I spent part of my week off doing one of the tasks that used to be fun when I was young and flexible but has become a reminder of how old I am: cleaning out the car.
It was a gorgeous day and I tied into the car, armed with the vacuum and Armor All. Three hours later, I was finished and done in for the day. The next day, I was moving like an old man.
It wasn’t always that way.
I recall spending many Saturday and Sunday afternoons helping my brothers clean the family car, then help with their detailing when they got their own wheels. Back in those days in a small town there was little to do, so the time went quickly.
I still smell the pine tree air fresheners and feel the smooth surfaces after waxing the car or using Armor All on the tires or interior.
I learned from my brothers and their friends that the ladies liked guys with shiny, pine scented cars.
Armed with all of this car cleaning knowledge, and after getting my driver’s license, I mustered up the courage to ask my father, the Chief, if I could use the car to take a girl to dinner and a movie in the neighboring town.
Surprisingly, the Chief agreed to my request, with one string attached — I had to clean the car.

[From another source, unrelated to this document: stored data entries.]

Issue #49, opened 2017-01-30
RCA - Non-invertible inner covariance matrix 


ab-anssi:
The current implementation of RCA does not check whether the inner covariance matrix is invertible. However, when this matrix is not invertible, it has some null eigen values, and so the transformation matrix `transformer_` contains Nan values. 
I provide an example illustrating this problem. [rca_non_invertible_covariance.txt](https://github.com/all-umass/metric-learn/files/738990/rca_non_invertible_covariance.txt)

The solution is to select only eigenvalues that are NOT NULL.
There is a problem when the rank of the inner covariance matrix, denoted by `r`, is smaller than `dim`, the number of dimension requested. I think a good solution is to return a matrix with `r` dimensions, and to display a warning to the user.

What do you think of this bug fix ? Can I send a pull request ?

perimosocordiae:
I like your proposed solution, and I look forward to the pull request! 👍

perimosocordiae:
Closed by #50.

PR #50, opened 2017-02-02
Handle rank-deficient inner covariance in RCA

ab-anssi:
It solves the issue #49 .

The input data is projected with a PCA if the inner covariance matrix is not full rank as advised in the paper "Learning a Mahalanobis Metric from Equivalence Constraints" (JMLR 2005).

I have added two tests that do not work with the current implementation :
  - A feature with a null variance
  - Digits dataset

I have also tested on my own datasets, and this implementation seems robust.

### DIFF
--- a/metric_learn/rca.py
+++ b/metric_learn/rca.py
@@ -103,6 +103,10 @@ class RCA(BaseMetricLearner):
 
     # The embedding dimension must be smaller than the rank of the inner covariance matrix
     dim = min(self.params['dim'], rank)
+    if dim < self.params['dim']:
+      mess  = 'WARNING : The embedding dimension must be smaller than the rank of the inner covariance matrix. '
+      mess += 'dim is set to ' + str(dim) + '.'
+      print mess
 
     # Fisher Linear Discriminant projection
     if dim < rank:
--- a/metric_learn/rca.py
+++ b/metric_learn/rca.py
@@ -8,6 +8,7 @@ Those relevant dimensions are estimated using "chunklets",
 subsets of points that are known to belong to the same class.
 
 'Learning distance functions using equivalence relations', ICML 2003
+'Learning a Mahalanobis metric from equivalence constraints', JMLR 2005
 """
 
 from __future__ import absolute_import
--- a/metric_learn/rca.py
+++ b/metric_learn/rca.py
@@ -98,7 +98,7 @@ class RCA(BaseMetricLearner):
       d = data.shape[1]
       M_pca = pca.components_
     else:
-        data -= data.mean(axis=0)
+      data -= data.mean(axis=0)
 
     chunk_mask, chunk_data = self._process_chunks(data, chunks)
     inner_cov = np.cov(chunk_data, rowvar=0, bias=1)
--- a/metric_learn/rca.py
+++ b/metric_learn/rca.py
@@ -54,12 +54,9 @@ class RCA(BaseMetricLearner):
     self.params = {
       'dim': dim,
     }
-
+  
   def transformer(self):
-    if self.pca is None:
-        return self._transformer
-    else:
-        return self._transformer.dot(self.pca.components_)
+    return self._transformer
 
   def _process_inputs(self, X, Y):
     X = np.asanyarray(X)
@@ -93,11 +90,12 @@ class RCA(BaseMetricLearner):
 
     # If the inner covariance matrix is not full rank,
     # the input data are first projected with a PCA to a space of dimension rank.
-    self.pca = None
+    M_pca = np.identity(d)
     if rank < d:
-      self.pca = decomposition.PCA(n_components = rank)
-      self.pca.fit(data)
-      data = self.pca.transform(data)
+      pca = decomposition.PCA(n_components = rank)
+      pca.fit(data)
+      M_pca = pca.components_
+      data = pca.transform(data)
       chunk_mask, chunk_data, chunk_labels = _process_chunks(data, chunks, num_chunks)
       inner_cov, rank = _compute_inner_cov(chunk_data)
 
@@ -119,6 +117,8 @@ class RCA(BaseMetricLearner):
       self._transformer = _inv_sqrtm(inner_cov).dot(A.T)
     else:
       self._transformer = _inv_sqrtm(inner_cov).T
+        
+    self._transformer = self._transformer.dot(M_pca)
 
     return self
 
--- a/metric_learn/rca.py
+++ b/metric_learn/rca.py
@@ -33,13 +33,6 @@ def _process_chunks(data, chunks, num_chunks):
 
   return chunk_mask, chunk_data, chunk_labels
 
-# "inner" covariance of chunk deviations
-def _compute_inner_cov(chunk_data):
-  inner_cov = np.cov(chunk_data, rowvar=0, bias=1)
-  rank = np.linalg.matrix_rank(inner_cov)
-
-  return inner_cov, rank
-
 
 class RCA(BaseMetricLearner):
   """Relevant Components Analysis (RCA)"""
@@ -86,7 +79,8 @@ class RCA(BaseMetricLearner):
     """
     data, chunks, num_chunks, d = self._process_inputs(data, chunks)
     chunk_mask, chunk_data, chunk_labels = _process_chunks(data, chunks, num_chunks)
-    inner_cov, rank = _compute_inner_cov(chunk_data)
+    inner_cov = np.cov(chunk_data, rowvar=0, bias=1)
+    rank = np.linalg.matrix_rank(inner_cov)
 
     # If the inner covariance matrix is not full rank,
     # the input data are first projected with a PCA to a space of dimension rank.
@@ -97,7 +91,8 @@ class RCA(BaseMetricLearner):
       M_pca = pca.components_
       data = pca.transform(data)
       chunk_mask, chunk_data, chunk_labels = _process_chunks(data, chunks, num_chunks)
-      inner_cov, rank = _compute_inner_cov(chunk_data)
+      inner_cov = np.cov(chunk_data, rowvar=0, bias=1)
+      rank = np.linalg.matrix_rank(inner_cov)
 
     # The embedding dimension must be smaller than the rank of the inner covariance matrix
     dim = min(self.params['dim'], rank)
--- a/metric_learn/rca.py
+++ b/metric_learn/rca.py
@@ -20,6 +20,7 @@ import warnings
 from .base_metric import BaseMetricLearner
 from .constraints import Constraints
 
+
 def _process_chunks(data, chunks, num_chunks):
   # mean center
   data -= data.mean(axis=0)
@@ -45,10 +46,8 @@ class RCA(BaseMetricLearner):
     dim : int, optional
         embedding dimension (default: original dimension of data)
     """
-    self.params = {
-      'dim': dim,
-    }
-  
+    self.params = {'dim': dim}
+
   def transformer(self):
     return self._transformer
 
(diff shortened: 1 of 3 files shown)


ab-anssi:
I have solved the first three issues.

I have added the digits test because this dataset is "more complex" than the Iris one. I think it is important to test on more than one dataset. For instance, the current implementation of RCA does not work on the digits dataset.
I understand your concern about the execution time of the tests. RCA is very fast so it does not really impact the execution time of the test :
    - Without the digits test :  26.723 sec
    - With the digits test    :  27,763 sec
However, I agree that expensive algorithms, such as NCA, should not be executed on the digits dataset in the tests.

Do you want me to remove the test of RCA on the digits dataset ?

metric_learn/rca.py
```diff
@@ -62,32 +79,42 @@ def fit(self, data, chunks):
...
+      chunk_mask, chunk_data, chunk_labels = _process_chunks(data, chunks, num_chunks)
+      inner_cov = np.cov(chunk_data, rowvar=0, bias=1)
+      rank = np.linalg.matrix_rank(inner_cov)
+
+    # The embedding dimension must be smaller than the rank of the inner covariance matrix
+    dim = min(self.params['dim'], rank)
+    if dim < self.params['dim']:
+      mess  = 'The embedding dimension must be smaller than the rank of the inner covariance matrix. '
+      mess += 'dim is set to ' + str(dim) + '.'
+      warnings.warn(mess)
```
perimosocordiae: It seems like we can clean up the conditionals a bit here:
```python
dim = self.params['dim']
if dim > rank:
  warnings.warn('...')
  dim = rank
```

metric_learn/rca.py
```diff
@@ -62,32 +79,42 @@ def fit(self, data, chunks):
...
       vals, vecs = np.linalg.eig(tmp)
-      inds = np.argsort(vals)[:self.params['dim']]
+      inds = np.argsort(vals)[:dim]
       A = vecs[:,inds]
       inner_cov = A.T.dot(inner_cov).dot(A)
       self._transformer = _inv_sqrtm(inner_cov).dot(A.T)
     else:
       self._transformer = _inv_sqrtm(inner_cov).T
+        
+    self._transformer = self._transformer.dot(M_pca)
```
perimosocordiae: I'd rather have `M_pca` default to `None` instead of the identity matrix, then for this line do:
```python
if M_pca is not None:
  self._transformer = self._transformer.dot(M_pca)
```

test/metric_learn_test.py
```diff
@@ -119,6 +122,19 @@ def test_iris(self):
     rca.fit(self.iris_points, self.iris_labels)
     csep = class_separation(rca.transform(), self.iris_labels)
     self.assertLess(csep, 0.25)
+  def test_feature_null_variance(self):
```
perimosocordiae: Add a blank line between methods.

metric_learn/rca.py
```diff
@@ -62,32 +79,42 @@ def fit(self, data, chunks):
...
+    # the input data are first projected with a PCA to a space of dimension rank.
+    M_pca = np.identity(d)
+    if rank < d:
+      pca = decomposition.PCA(n_components = rank)
+      pca.fit(data)
+      M_pca = pca.components_
+      data = pca.transform(data)
+      chunk_mask, chunk_data, chunk_labels = _process_chunks(data, chunks, num_chunks)
+      inner_cov = np.cov(chunk_data, rowvar=0, bias=1)
+      rank = np.linalg.matrix_rank(inner_cov)
```
ab-anssi: I have addressed all your remarks apart from this one. I have a few remarks/questions.

   The 3 papers presenting RCA (see below) emphasize that it is really important to perform a PCA before RCA to scale down noise dimensions. However, several methods are proposed to apply the PCA.

- Embedding dimension, denoted by `r`
   - In the paper ECCV 2002, `r` is set to the effective rank of the inner covariance matrix, i.e. the number of singular values that are significantly greater than 0 (see algorithm p.7).
   - Currently, I set `r` to the rank of the inner covariance matrix, i.e. the number of singular values that are not null. Perhaps, we should compute the effective rank as proposed in ECCV 2002. But how do we set the threshold `t` ? We should perhaps run some tests.
   - The paper JMLR 2005 presents another value for `r` computed from the size of the chunklets (see Algorithm 2 p.12). I do not really understand why this value is a good choice, and the computation depends on a parameter `alpha` (between 0 and 1). How do we set this parameter ?

- Rank of the inner covariance matrix after PCA
The PCA components are computed from the inner covariance matrix and are used to project the original data, and finally the inner covariance matrix is recomputed. The final inner covariance matrix is not the projection of the original covariance matrix on its PCA components.
Thus, as stated in the paper ECCV 2002,  the rank of the inner covariance matrix may become smaller than `r` after the projection. Perhaps, setting the threshold `t` high enough may prevent this issue. Another solution may be to keep projecting the original data to fewer principal components until the inner covariance matrix is full rank.

What I want to do :
  - Setting `r` to the the number of singular values of the inner covariance matrix that are significantly greater than 0. The remaining question is "how do I set the threshold" ?
  - Keeping on projecting the original data to fewer principal components until the inner covariance matrix is full rank. This way the implementation is robust, and we make no optimistic assumption about the rank of the inner covariance matrix.

What do you think of this proposal ?

The papers presenting RCA :
1. Adjustment learning and relevant component analysis, [ECCV 2002](http://citeseerx.ist.psu.edu/viewdoc/download?doi=10.1.1.19.2871&rep=rep1&type=pdf)
2. Learning distance functions using equivalence relations, [ICML 2003](https://pdfs.semanticscholar.org/0029/cf474bce70cfab2e944c4be01f99e741f1f4.pdf)
3. Learning a mahalanobis metric from equivalence constraints, [JMLR 2005](http://www.jmlr.org/papers/volume6/bar-hillel05a/bar-hillel05a.pdf)

perimosocordiae: Thanks for the meta-analysis, this really helps. I like the idea of starting with a PCA transformation unconditionally. The principal components are sorted by how much variance they explain, so we can just do this once and take the first `d` dimensions that produce a full-rank inner covariance fairly cheaply.

We should still let the user choose an embedding dimension, so the process might look like:

1. If the user asks for `d` dimensions (defaulting to `X.shape[1]`), compute the first `d` principal components.
2. Compute the inner covariance matrix and find its rank, `r`, using the standard non-null check.
3. If `r < d`, search for the appropriate `d` principal components and warn the user.

I think this avoids the need for any additional parameters and keeps the implementation pretty straightforward. If the user wants to prune small-but-non-null singular values, they can do so by setting `d`.

ab-anssi: I like the idea to warn the user if the inner covariance matrix is not full rank, and to give advice about how to solve the issue.
However, if the user wants `d` dimensions, I don't think we should keep only the  `d` first principal components because we may lose some discriminative information. For instance, if the user wants only 2 dimensions for data visualization, keeping only the first two components is not enough : they may represent a very small part of the variance of the data, and the discriminative information may be in the unselected components.

My proposal :

1. Compute PCA and select the first components such that 90% of the variance is explained (easy to obtain with scikit-learn).
2. Compute the inner covariance matrix of the projected data and compute its rank using the standard non-null check.
3. If the inner covariance matrix is not full rank, then warn the user: 
"The inner covariance matrix is not invertible, and so the transformation matrix may contain Nan values. You should preprocess the data, with PCA for instance, to remove noise and redundant information."
We check that the inner covariance matrix is full rank, and not that `d <= r`. Indeed, if `d <= r` but the inner covariance matrix is not full rank, then we are going to select null eigenvalues (or very small ones).
4. If the inner covariance matrix is full rank, but `d > r`, warn the user that the embedding dimension has been reduced to `r`. 

What do you think of this proposal ?

perimosocordiae: I think taking 90% of the variance is too low, and telling the user to preprocess with PCA when we're already preprocessing with PCA seems strange. Maybe we could add a parameter `pca_comps=None` which would then be used for the PCA preprocessing:

```python
data = PCA(n_components=pca_comps).fit_transform(data)
```

Then, if the inner-cov is not full rank, we can tell the user to adjust `pca_comps`. We can also allow it to be dual-purpose (like sklearn's `n_components`), where a value between 0 and 1 indicates %variance, and an integer >= 1 indicates the number of components to use.

Other than that, I like your proposal.

ab-anssi: I like this solution ! I will update the pull request.

ab-anssi:
I have added the `pca_comps` parameter. Can you please review the code ?

metric_learn/rca.py
```diff
@@ -8,47 +8,68 @@
...
-  def __init__(self, dim=None):
+  def __init__(self, dim=None, pca_comps=None):
     """Initialize the learner.
 
     Parameters
     ----------
     dim : int, optional
         embedding dimension (default: original dimension of data)
+    pca_comps : int, float, None or string
+        see the sklearn documentation
```
perimosocordiae: We should just explain what this is, and then maybe give a reference to sklearn. Maybe something like:
```
pca_comps : int or float, optional
    Number of components to keep during PCA preprocessing.
    If None (default), does not perform PCA.
    If ``0 < pca_comps < 1``, it is used as the minimum explained variance ratio.
    See sklearn.decomposition.PCA for more details.
```

metric_learn/rca.py
```diff
@@ -8,47 +8,68 @@
...
+    data = np.asanyarray(data)
+    self.X = data
+    n, d = data.shape
+    return data, d
 
+  def _process_chunks(self, data, chunks):
+    chunks = np.asanyarray(chunks)
+    num_chunks = chunks.max() + 1
+    chunk_mask, chunk_data = _chunk_mean_centering(data, chunks, num_chunks)
+    return chunk_mask, chunk_data
```
perimosocordiae: `return _chunk_mean_centering(data, chunks, num_chunks)`

metric_learn/rca.py
```diff
@@ -8,47 +8,68 @@
...
-
-    Y = np.asanyarray(Y)
-    num_chunks = Y.max() + 1
-
-    return X, Y, num_chunks, d
+    if self.params['dim'] > d:
+      self.params['dim'] = d
+      warnings.warn('dim must be smaller than the data dimension. ' +
+                    'dim is set to %d.' % (d))
+    return self.params['dim']
```
perimosocordiae: We should also check that `self.params['dim'] >= 1`, and raise a ValueError if it's not.

metric_learn/rca.py
```diff
@@ -61,34 +82,44 @@ def fit(self, data, chunks):
...
-    chunk_labels = chunks[chunk_mask]
-    for c in xrange(num_chunks):
-      mask = chunk_labels == c
-      chunk_data[mask] -= chunk_data[mask].mean(axis=0)
+    # PCA projection to remove noise and redundant information.
+    M_pca = None
+    if self.params['pca_comps'] is not None:
+      pca = decomposition.PCA(n_components=self.params['pca_comps'],
+                              svd_solver='full')
+      data, d = pca.fit_transform(data), self.params['pca_comps']
```
perimosocordiae: This should be on two separate lines. Also, if `pca_comps` is a float (like 0.9, for instance), this will cause a problem.

metric_learn/rca.py
```diff
@@ -61,34 +82,44 @@ def fit(self, data, chunks):
...
+      M_pca = pca.components_
 
-    # "inner" covariance of chunk deviations
+    data -= data.mean(axis=0)
```
perimosocordiae: If we did PCA, the data will already be mean-centered. This line should be in an `else` condition for the PCA check.

metric_learn/rca.py
```diff
@@ -61,34 +82,44 @@ def fit(self, data, chunks):
...
+    chunk_mask, chunk_data = self._process_chunks(data, chunks)
     inner_cov = np.cov(chunk_data, rowvar=0, bias=1)
+    rank = np.linalg.matrix_rank(inner_cov)
+
+    if rank < d:
+      warnings.warn('The inner covariance matrix is not invertible, ' +
+                    'so the transformation matrix may contain Nan values. ' +
+                    'You should adjust pca_comps to remove noise and ' +
+                    'redundant information.')
```
perimosocordiae: No need to use `+` here. The string literals will automatically concatenate without any operators between them.

test/metric_learn_test.py
```diff
@@ -120,6 +120,15 @@ def test_iris(self):
...
 
+  def test_feature_null_variance(self):
+    rca = RCA_Supervised(dim=2, pca_comps=3, num_chunks=30, chunk_size=2)
+    X = np.hstack((self.iris_points,
+        np.eye(self.iris_points.shape[0], M = 1)))
+    rca.fit(X, self.iris_labels)
+    csep = class_separation(rca.transform(), self.iris_labels)
+    self.assertLess(csep, 0.30)
+
+
```
perimosocordiae: We should also have a test using `pca_comps=0.95`. It can use the same `X` matrix and check the same result.

test/metric_learn_test.py
```diff
@@ -120,6 +120,15 @@ def test_iris(self):
     csep = class_separation(rca.transform(), self.iris_labels)
     self.assertLess(csep, 0.25)
 
+  def test_feature_null_variance(self):
+    rca = RCA_Supervised(dim=2, pca_comps=3, num_chunks=30, chunk_size=2)
+    X = np.hstack((self.iris_points,
+        np.eye(self.iris_points.shape[0], M = 1)))
```
perimosocordiae: `X = np.hstack((self.iris_points, np.eye(len(self.iris_points), M=1)))`

ab-anssi:
Thank you for reviewing so quickly ! I have addressed your comments.

metric_learn/rca.py
```diff
@@ -61,34 +86,46 @@ def fit(self, data, chunks):
...
+    # PCA projection to remove noise and redundant information.
+    M_pca = None
+    if self.params['pca_comps'] is not None:
+      pca = decomposition.PCA(n_components=self.params['pca_comps'],
+                              svd_solver='full')
+      data = pca.fit_transform(data)
+      d = data.shape[1]
+      M_pca = pca.components_
+    else:
+        data -= data.mean(axis=0)
```
perimosocordiae: This line is indented too far.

When I was driving, the family car was a burgundy 1966 Chevelle station wagon. Being a mechanic’s car, it had some issues — like no gas pedal. “Just put your foot on the tab the pedal would be attached to,” the Chief said, adding “it’s no big deal, but if you can’t drive without it, I suppose I could fix it.”

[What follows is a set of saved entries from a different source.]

PR #56, opened 2017-04-24
DML using Evolution

svecon:
This is an evolution based approach to DML. This is a code that I used for my novel method using CMAES and kNN to evolve a Mahalanobis metric. It is based on ideas from Fukui et al. [Evolutionary distance metric learning approach to semi-supervised clustering with neighbor relations].

I think it will need some more refactoring, I am open to suggestions.


perimosocordiae:
Wow, this is quite the PR! I haven't read through the whole thing yet, but my initial reaction is that including a complete implementation of CMAES seems like overkill. I'd be much happier adding an optional dependency on a CMAES library and having the code here just focus on the metric learning parts. Similarly, I'd rather use an existing neural network library than include an implementation here.

svecon:
I am not including a complete implementation of CMAES nor Neural Networks. I am using DEAP library for evolution algorithms, that CMAES class is a necessary boilerplate code to run it.

For the neural networks, I only use a forward inference, which is only a simple for-cycle. I dont think a library dependency is needed just because of that.

svecon:
Hello,
I have refactored the whole method, I hope it will be more understandable this way. Any feedback is appreciated, I would be very happy having this merged eventually :)

I don't know why the unittests fail in autoloader:
AttributeError: 'module' object has no attribute 'metric_learn_test'

Any ideas?

svecon:
Managed to fix the Travis build. One of the libraries was not available in Python 2.

test/test_sklearn_compat.py
```diff
@@ -56,6 +58,14 @@ def test_lsml(self):
   def test_itml(self):
     check_estimator(dITML)
 
+  # This fails in check_dtype_object, not sure why
+  # TODO !!!!!
```
perimosocordiae: Any followup on this? I had to do some debugging when adding these tests initially, and it's not always obvious why they fail.

svecon:
Yes, the test passes after the last refactoring.

Also exposed more parameters in the main CMAES and JDE class wrappers.

bellet:
Given that this has been inactive for a long time, and that meanwhile the package has undergone massive changes, I will close this for now

PR #59, opened 2017-05-16
Clarified documentation of ITML

### LINKED ISSUE #58: Misleading documentation of ITML parameter "constraints"
The documentation of `ITML.fit()` states the following about the parameter `constraints`:

    constraints : 4-tuple of arrays
        (a,b,c,d) indices into X, such that d(X[a],X[b]) < d(X[c],X[d])

But as far as it is obvious to me from the code, the criterion mentioned there is neither used in the ITML paper nor in the code. The only relevant criterion is the one mentioned in the documentation of `bounds`:

    bounds : list (pos,neg) pairs, optional
        bounds on similarity, s.t. d(X[a],X[b]) < pos and d(X[c],X[d]) > neg

The current docstring of `constraints` might be interpreted as if there actually was some kind of dependence between the pairs `(a[i], b[i])` and `(c[i], d[i])`. However, as far as I understand, the order of the pairs in `(c,d)` is completely independent from the one of the pairs in `(a,b)`.

Callidior:
Resolves #58

### DIFF
--- a/metric_learn/itml.py
+++ b/metric_learn/itml.py
@@ -80,7 +80,8 @@ class ITML(BaseMetricLearner):
     X : (n x d) data matrix
         each row corresponds to a single instance
     constraints : 4-tuple of arrays
-        (a,b,c,d) indices into X, such that d(X[a],X[b]) < d(X[c],X[d])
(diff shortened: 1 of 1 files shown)


perimosocordiae:
Looks good, thanks for the patch!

I knew better than to fall into THAT trap. The last thing a mechanic wants to do after working on cars all day long is to work on his own, without his tools. I decided the cure would be worse than the problem, besides I have big feet, so I would just fake it.
I commenced with the cleaning of the family car, starting with the driver’s side. I removed enough sand and gravel to find the two bolts that the bottom of the pedal attached to and I was able to snap the pedal back into place.
The rest of the archaeological dig went well that afternoon, and I even buffed some of the oxidized paint off of the hood. The car was clean, inside and out and I even found and cleaned the floormats that should have been used to keep that glacier’s worth of rock from dislodging the gas pedal.
After passing muster, I did the second most difficult thing — I called the girl for a date. She said yes and was polite enough not to make fun of the fact that I was driving a 10-year-old station wagon.
I later learned from the Chief that he hated the day his sons were able to buy their first car. Not because it meant extra hours working on them for free, he wanted his sons to be safe, but because it meant that he no longer had someone to wash, wax and clean his car.
There’s another thing I now understand about my father.